К тому же, как ни странно, Дню Достоевского не пошло на пользу такое решительное расширение. Кажется, что не хватило сил весь центр города превратить в один огромный карнавал. Затейники и балаганы размазались тонким слоем — может, встретишь, а может, и нет, как повезет. Не лучше ль было сконцентрировать усилия? И не только географически: вместо десяти неубедительных статистов было бы что-то по-настоящему неожиданное.

Вечером кульминацией праздника должна была стать постановка ФМД-театра здесь же, на Манежной. И она тоже оказалась традиционной не в лучшем смысле: ряд привычных пантомим на литературные темы. Правда, один номер был из ряда вон выдающимся. Внезапно все пушкины и гоголи со сцены исчезли, а появилась толпа мрачных персонажей в черном. Они сжимали плакаты со значками запрета на все подряд — запрещается, мол, все на свете: чтение, думание, дыхание... Руководил ими худощавый человек в костюме и галстуке, в очочках, безумно похожий на одного известного чиновника федерального уровня. Они исполнили угрожающий танец под мрачную музыку. Впрочем, скоро силы зла исчезли, а ведущий праздника провозгласил: «Скажем «нет» всем бессмысленным запретам! Запрещаем запрещать!» Такие зубастые политические высказывания на чисто литературном празднике — вот это было внезапно, тут ничего не скажешь.
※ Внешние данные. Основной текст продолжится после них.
PR #1630, opened 2022-11-04
Cleanup builtin handling

CohenArthur:
This PR adds proper GCC-like handling of builtins, which allows us to not re-define all the builtins we use and fight with declaring the types each time.

This is also safer and works better. Sadly, this has unearthed some problems in our handling of builtins, specifically the ones I've added recently (atomic ones and data prefetching). These are the two issues that remain for this PR to be in a nice state which does not cause regressions:

1. `atomic_{store, load}` (and maybe cmp_xchg) do not work on signed integers. I'm currenty working around this by simply using `u32`s instead of `i32`s for the tests, but that's not a valid solution. These intrinsics need to work on all integer types and I will thus need to add some conversions from `i*` to `u*` before calling the intrinsics. The upside is that with these cleanups we should now be able to handle `*size` types easily and cleanly for those intrinsics
2. `__builtin_prefetch()` requires the `locality` argument (third argument) to be a const value. While LLVM will let you build the function and maybe error out later down the line, GCC does not let you pass non compile time known values as locality arguments. Because we are trying to build the following intrinsic:

```rust
fn prefetch_read_data<T>(src: *const T, locality: i32) {
    __builtin_prefetch(src, 1, locality);
}
```

we cannot know that the `locality` arg is a compile-time constant. There are two ways to go around this problem:

a. Try to constant fold the `locality` argument. If this works, it's a compile time constant and we can keep going
b. Somehow map a generic intrinsic directly to a GCC one and inserting a new argument. So instead of generating something like

```rust
fn prefetch_read_data<i32>(src: *const i32, locality: i32) {
    __builtin_prefetch(src, 0, locality)
}
```

we'd swap the call to `prefetch_read_data::<i32>(src, locality)` with `__builtin_prefetch(src, 0, locality)` and enforce `locality` being a compile time constant.

Edited because dynamically dispatching a *compiler hint* does not make any sense at all.

### DIFF
--- a/gcc/rust/backend/rust-builtins.cc
+++ b/gcc/rust/backend/rust-builtins.cc
@@ -14,7 +14,12 @@
 // along with GCC; see the file COPYING3.  If not see
 // <http://www.gnu.org/licenses/>.
 
+#include "rust-diagnostics.h"
+#include "rust-system.h"
 #include "rust-builtins.h"
+
+#include "target.h"
+#include "stringpool.h"
 
 namespace Rust {
 namespace Compile {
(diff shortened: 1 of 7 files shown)


philberty:
I am not sure about this PR, notice when we denied builtins before:

```
define_builtin ("sinf32", BUILT_IN_SINF, "__builtin_sinf", "sinf",
		  math_function_type_f32, builtin_const);
  define_builtin ("sqrtf32", BUILT_IN_SQRTF, "__builtin_sqrtf", "sqrtf",
		  math_function_type_f32, builtin_const);
```

we specified what the type we expect is. For example this is a math f32 builtin if we need to support f64 we need to specify a f64 builtin etc. If you define a generic builtin your going to need to do a lot of specific type casting which is probably not very safe.

I am all on board with making this stuff more GCC'like but I don't really see what this PR is solving other than raising another regression.

PR #1631, opened 2022-11-04
Ast dump where clause

jdupak:
Adds dump of the where clause and recursively needed nodes.
Adds visitor compatibility layer for general references except for unique pointers - needed for lifetimes. The enable is necessary to coexist with the unique_ptr overload.

Depends on #1624 and will be rebased when it is merged.

### DIFF
--- a/gcc/rust/ast/rust-ast-dump.h
+++ b/gcc/rust/ast/rust-ast-dump.h
@@ -81,6 +81,11 @@ private:
   template <typename T> void visit (std::unique_ptr<T> &node);
 
   /**
+   * @see visit<std::unique_ptr<T>>
+   */
+  template <typename T> void visit (T &node);
+
+  /**
    * Visit all items in given @collection, placing the separator in between but
    * not at the end.
    * Start and end offset allow to visit only a "slice" from the collection.
@@ -122,12 +127,12 @@ private:
 			      std::unique_ptr<BlockExpr> &block);
 
   void visit (FunctionParam &param);
-  void visit (const Attribute &attrib);
-  void visit (const Visibility &vis);
+  void visit (Attribute &attrib);
+  void visit (Visibility &vis);
   void visit (std::vector<std::unique_ptr<GenericParam>> &params);
   void visit (TupleField &field);
   void visit (StructField &field);
-  void visit (const SimplePathSegment &segment);
+  void visit (SimplePathSegment &segment);
   void visit (NamedFunctionParam &param);
   void visit (MacroRule &rule);
 
--- a/gcc/rust/ast/rust-ast-dump.h
+++ b/gcc/rust/ast/rust-ast-dump.h
@@ -135,6 +135,8 @@ private:
   void visit (SimplePathSegment &segment);
   void visit (NamedFunctionParam &param);
   void visit (MacroRule &rule);
+  void visit (WhereClause &rule);
+  void visit (std::vector<LifetimeParam> &for_lifetimes);
 
   // rust-ast.h
   void visit (Token &tok);
--- a/gcc/rust/ast/rust-ast-dump.cc
+++ b/gcc/rust/ast/rust-ast-dump.cc
@@ -227,6 +227,28 @@ Dump::visit (StructField &field)
   visit (field.get_field_type ());
 }
 
+// TODO is this unique by type?
+void
+Dump::visit (std::vector<LifetimeParam> &for_lifetimes)
+{
+  // ForLifetimes :
+  //     for GenericParams
+  //
+  // GenericParams :
+  //      < >
+  //   | < (GenericParam ,)* GenericParam ,? >
+  //
+  // GenericParam :
+  //   OuterAttribute* ( LifetimeParam | TypeParam | ConstParam )
+  //
+  // LifetimeParam :
+  //   LIFETIME_OR_LABEL ( : LifetimeBounds )?
+
+  stream << "for <";
+  visit_items_joined_by_separator (for_lifetimes, " + ");
+  stream << "> ";
+}
+
 void
 Dump::visit (Token &tok)
 {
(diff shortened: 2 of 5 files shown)


jdupak:
Example input, taken from the Rust reference examples:
```rust
#![allow(unused)]

fn main() {
    struct B<T>
        where
            T: Iterator,            // Could use A<T: Iterator> instead
            T::Item: Copy,          // Bound on an associated type
            String: PartialEq<T>,   // Bound on `String`, using the type parameter
            i32: Default,           // Allowed, but not useful
    {
        f: T,
    }

    type Surface = i32;
    trait Shape {
        fn draw(&self, surface: Surface);
        fn name() -> &'static str;
    }

    fn draw_twice<T: Shape>(surface: Surface, sh: T) {
        sh.draw(surface);           // Can call method because T: Shape
        sh.draw(surface);
    }

    fn copy_and_draw_twice<T: Copy>(surface: Surface, sh: T) where T: Shape {
        let shape_copy = sh;        // doesn't move sh because T: Copy
        draw_twice(surface, sh);    // Can use generic function because T: Shape
    }

    struct Figure<S: Shape>(S, S);

    fn name_figure<U: Shape>(
        figure: Figure<U>,          // Type Figure<U> is well-formed because U: Shape
    ) {
        println!(
            "Figure of two {}",
            U::name(),              // Can use associated function
        );
    }

    struct A<'a, T>
        where
            i32: Default,           // Allowed, but not useful
            i32: Iterator,          // Error: `i32` is not an iterator
            &'a mut T: Copy,        // (at use) Error: the trait bound is not satisfied
            [T]: Sized,             // (at use) Error: size cannot be known at compilation
    {
        f: &'a T,
    }
    struct UsesA<'a, T>(A<'a, T>);

    fn f<'a, 'b>(x: &'a i32, mut y: &'b i32) where 'a: 'b {
        y = x;                      // &'a i32 is a subtype of &'b i32 because 'a: 'b
        let r: &'b &'a i32 = &&0;   // &'b &'a i32 is well formed because 'a: 'b
    }

    impl<'a> PartialEq<i32> for &'a T {
        // ...
    }

    fn call_on_ref_zero<F>(f: F) where for<'a> F: Fn(&'a i32) {
        let zero = 0;
        f(&zero);
    }

    fn call_on_ref_zero2<F>(f: F) where F: for<'a> Fn(&'a i32) {
        let zero = 0;
        f(&zero);
    }
}
```

Current output:
```rust
fn main() {
	struct B<T> where
		T: Iterator,
		T::Item: Copy,
		String: PartialEq<Ambiguous: T>,
		i32: Default,
{
		f: T,
	}
; /* stmt */
	type Surface = i32;
; /* stmt */
	trait Shape{
				fn draw(&self, surface: Surface) ;

				fn name() -> str;

	}
; /* stmt */
	fn draw_twice<T>(surface: Surfacesh: T) {
		; /* stmt */
		; /* stmt */
	}

; /* stmt */
	fn copy_and_draw_twice<T>(surface: Surfacesh: T)  where
		T: Shape,
{
		let shape_copy = sh; /* stmt */
		draw_twice(
			surface,
			sh,
		); /* stmt */
	}

; /* stmt */
	struct Figure<S>(S, S);
; /* stmt */
	fn name_figure<U>(figure: Figure<Ambiguous: U>) {
		; /* stmt */
	}

; /* stmt */
	struct A<'a, T> where
		i32: Default,
		i32: Iterator,
		T: Copy,
		T: Sized,
{
		f: T,
	}
; /* stmt */
	struct UsesA<'a, T>(A<'aAmbiguous: T>);
; /* stmt */
	fn f<'a, 'b>(x: i32y: i32)  where
		'a: 'b,
{
		y = x; /* stmt */
		let r: i32 = &&0; /* stmt */
	}

; /* stmt */
	impl PartialEq<Ambiguous: i32> for T {

}
; /* stmt */
	fn call_on_ref_zero<F>(f: F)  where
		for <'a> F: Fn(&'a i32),
{
		let zero = 0; /* stmt */
		f(
			&zero,
		); /* stmt */
	}

; /* stmt */
	fn call_on_ref_zero2<F>(f: F)  where
		F: for <'a> Fn(&'a i32),
{
		let zero = 0; /* stmt */
		f(
			&zero,
		); /* stmt */
	}

; /* stmt */
```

Достоевский без топора и панихиды

В то же время в Музее городской скульптуры шла своя часть праздника. В полдень прошла мемориальная акция в Некрополе. Возлагали цветы и возжигали свечи в память о великом писателе. Правда, говорят организаторы, пришлось разочаровать пришедших старушек, которые рассчитывали почему-то на панихиду по Федору Михайловичу. Им объяснили, что сегодня не день смерти и не день рождения Достоевского, и вообще праздник светский.

А лучшее за этот день, пожалуй, ждало во внутреннем дворике. Заявлено оно было как современные хореографические размышления на тему «Мне мешает быть счастливым Достоевский в голове». Но в сущности это был настоящий серьезный танцевальный спектакль, практически балет. Вроде бы та же пантомима, никакой разницы. Но то ли профессионализм актеров, то ли талант режиссера — оторваться от довольно продолжительного зрелища было невозможно. Танец выразил настоящие мучительные рефлексии. Смотришь и веришь: действительно, у этих людей Достоевский в голове.

— Здесь участвовали танцоры из моей труппы и ученики моих классов, — рассказала режиссер и хореограф Лилия Бурдинская. — Мы занимались с ребятами три недели. Сначала технический урок, а потом — пятичасовая работа с Достоевским. Я попросила их написать письма Достоевскому. Среди нас были и те, кто его очень сильно любит, и те, кто не читал вовсе, — меня эта ситуация совершенно устраивала. Как ни странно, у нас не было чернухи — «Раскольников, топор»... Он показался нам очень человечным, ранимым, романтичным. А мы узнали, что он любил носить шляпы, любил детей, кормил их конфетами…

Мы обсуждали наши ощущения, наши мысли. Вот из этого всего составилась наша история. Казалось даже, что Федор Михайлович приходит к нам.